Dataset excerpts
===============
PR #1267, opened 2018-11-15
3923: Fixed Ding news render empty materials ref

b14sha:
#### Link to issue

https://platform.dandigbib.org/issues/3923

#### Description

ting_reference default formatter attached js even when the field was empty, that causes the field to be rendered. Now the js is only attached if the field has content.


JrgenGNielsen:
reviewed and approved

PR #1271, opened 2018-11-20
3905: Cache multiple objects per collection

kasperg:
#### Link to issue

https://platform.dandigbib.org/issues/3905

#### Description

This PR is based on the work from #1269. Only the last three commits should be considered.

OpenSearch supports retrieving many objects in a single request by
passing multiple ids.

This results in a unique request for all these ids and thus a unique
cache entry despite the fact that information for some or all of these
objects may already be cached based on individual requests.

Consequently we update our cache handling to split all object requests 
into multiple single id object requests, check each request for a
cached version and if found merge these cached responses into the
combined response.

To facilitate this cache handling is moved to single function combining
retrieval and insertion as well as static and persistent caching.

We also cache all objects in a collection when predicting cache entries.
There does not seem to be a reason to only cache the first one.

With this change displaying search results from an empty cache is reduced 
to a single request to OpenSearch.

#### Checklist

### DIFF
--- a/modules/opensearch/opensearch.client.inc
+++ b/modules/opensearch/opensearch.client.inc
@@ -355,28 +355,48 @@ function opensearch_execute(TingClientRequest $request) {
     $request->setRelationData('full');
   }
 
-  // Build cache id for this request.
-  $cid = _opensearch_cache_id($request);
-
   // Check static cache first as this is the fasts lookup. We use the fast
   // static pattern described on drupal.org in the drupal_static
   // documentation.
   static $opensearch_static_fast = array();
-  if (array_key_exists($cid, $opensearch_static_fast)) {
-    return $opensearch_static_fast[$cid];
+
+  if ($response = _opensearch_cache_get($request, $opensearch_static_fast)) {
+    return $response;
   }
 
-  // Check the database/memcached cache for the request also check that the
-  // cache data has not expired before using it.
-  $cache = cache_get($cid, 'cache_opensearch');
-  if ($cache && ($cache->expire > REQUEST_TIME)) {
-    $data = $cache->data;
+  // If we are retrieving multiple objects then there might not be a single
+  // request for all these objects combined in the cache but they might be
+  // cached individually.
+  $cached_objects = [];
+  if ($request instanceof TingClientObjectRequest) {
+    $ids = array_combine($request->getObjectIds(), $request->getObjectIds());
 
-    // Update the static cache with the database cache content to speed up the
-    // next request for the same data.
-    $opensearch_static_fast[$cid] = $data;
+    // Try to retrieve an object for each id. Entries which does not have cached
+    // data will get the value FALSE for easy subsequent filtering.
+    $object_ids = array_map(function ($id) use ($request, $opensearch_static_fast) {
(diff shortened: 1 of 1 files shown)


modules/opensearch/opensearch.client.inc
```diff
@@ -532,6 +558,40 @@ function _opensearch_cache_insert(TingClientRequest $request, $response, array &
   }
 }
 
+/**
+ * Retrieve a earch response based on a request.
```
cableman: nitpicking: missing "s" in search in the function comment.

modules/opensearch/opensearch.client.inc
```diff
@@ -355,28 +355,48 @@ function opensearch_execute(TingClientRequest $request) {
...
-  // Check the database/memcached cache for the request also check that the
-  // cache data has not expired before using it.
-  $cache = cache_get($cid, 'cache_opensearch');
-  if ($cache && ($cache->expire > REQUEST_TIME)) {
-    $data = $cache->data;
-
-    // Update the static cache with the database cache content to speed up the
-    // next request for the same data.
-    $opensearch_static_fast[$cid] = $data;
+  if ($response = _opensearch_cache_get($request, $opensearch_static_fast)) {
```
cableman: Maybe a comment that if an exact match for the $request is found fast-track and return the result.

modules/opensearch/opensearch.client.inc
```diff
@@ -532,6 +558,40 @@ function _opensearch_cache_insert(TingClientRequest $request, $response, array &
...
+    $data = $cache->data;
+
+    // Update the static cache with the database cache content to speed up the
+    // next request for the same data.
+    $opensearch_static_fast[$cid] = $data;
+
+    return $data;
+  }
+
+  return NULL;
```
cableman: Note: in the old cache we hade a special value for "empty cache" as "null" would be cached. I don't known if this an issue in the new cache...

cableman: Has I remember it was in relation to "0-hits" searches.

kasperg: I do not think the suggested change makes the situation any better or worse.

modules/opensearch/opensearch.client.inc
kasperg: This DocBlock has been removed in a subsequent commit so I do not think it is worth fixing.

modules/opensearch/opensearch.client.inc
```diff
@@ -532,64 +526,55 @@ function _opensearch_predict_cache(array $collections, array &$opensearch_static
...
+  static $static_cache;
   $cid = _opensearch_cache_id($request);
-  if (array_key_exists($cid, $opensearch_static_fast)) {
-    return $opensearch_static_fast[$cid];
+
+  // Count the number of arguments to determine if $value has been provided.
+  // This allows us to distinguish between situations where $value is not set
+  // and we want to retrieve the cache value and where $value is set to NULL
+  // explicitly.
+  if (func_num_args() == 2) {
```
cableman: 👍 nice with the comment.

PR #1273, opened 2018-11-23
3573: Trying to fix webtrekk race-condition

cableman:
#### Link to issue

https://platform.dandigbib.org/issues/3573

#### Description

There is a race-condition between when campaigns are loaded and the tracking code from web-trekk. So this is the best take on trying to fix it for campaigns.

A very simple queue is added and when window.wt becomes available the events in the queue is pushed to webtrekk. 

#### Screenshot of the result

No screenshot.

#### Checklist

This PR have not be tested as web-trekk is not able to load on local development machines. So I did not have any way to test it.

### DIFF
--- a/modules/ding_campaign_plus/js/ding_campaign_plus_trekk.js
+++ b/modules/ding_campaign_plus/js/ding_campaign_plus_trekk.js
@@ -5,6 +5,8 @@
 (function ($) {
   'use strict';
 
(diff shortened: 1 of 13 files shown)


cableman:
The errors in scrutinize is JS error with used before defined. But you can't cancel in the interval...

PR #1278, opened 2018-11-29
153 by Inlead: Disable ability to syndicate own content.

AnatolyMuntean:
#### Link to issue

https://platform.dandigbib.org/issues/153

#### Description

Simply hide the `Syndicate` link in the result set for the content that has the same agency as the current bpi setup.

#### Screenshot of the result

image

#### Checklist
===============
• [WHAT YOU HAVE TO DO]: Filter the records above and return every line that holds the word "multiple".

• [TASK RESPONSE]:
3905: Cache multiple objects per collection
passing multiple ids.
into multiple single id object requests, check each request for a
+  // If we are retrieving multiple objects then there might not be a single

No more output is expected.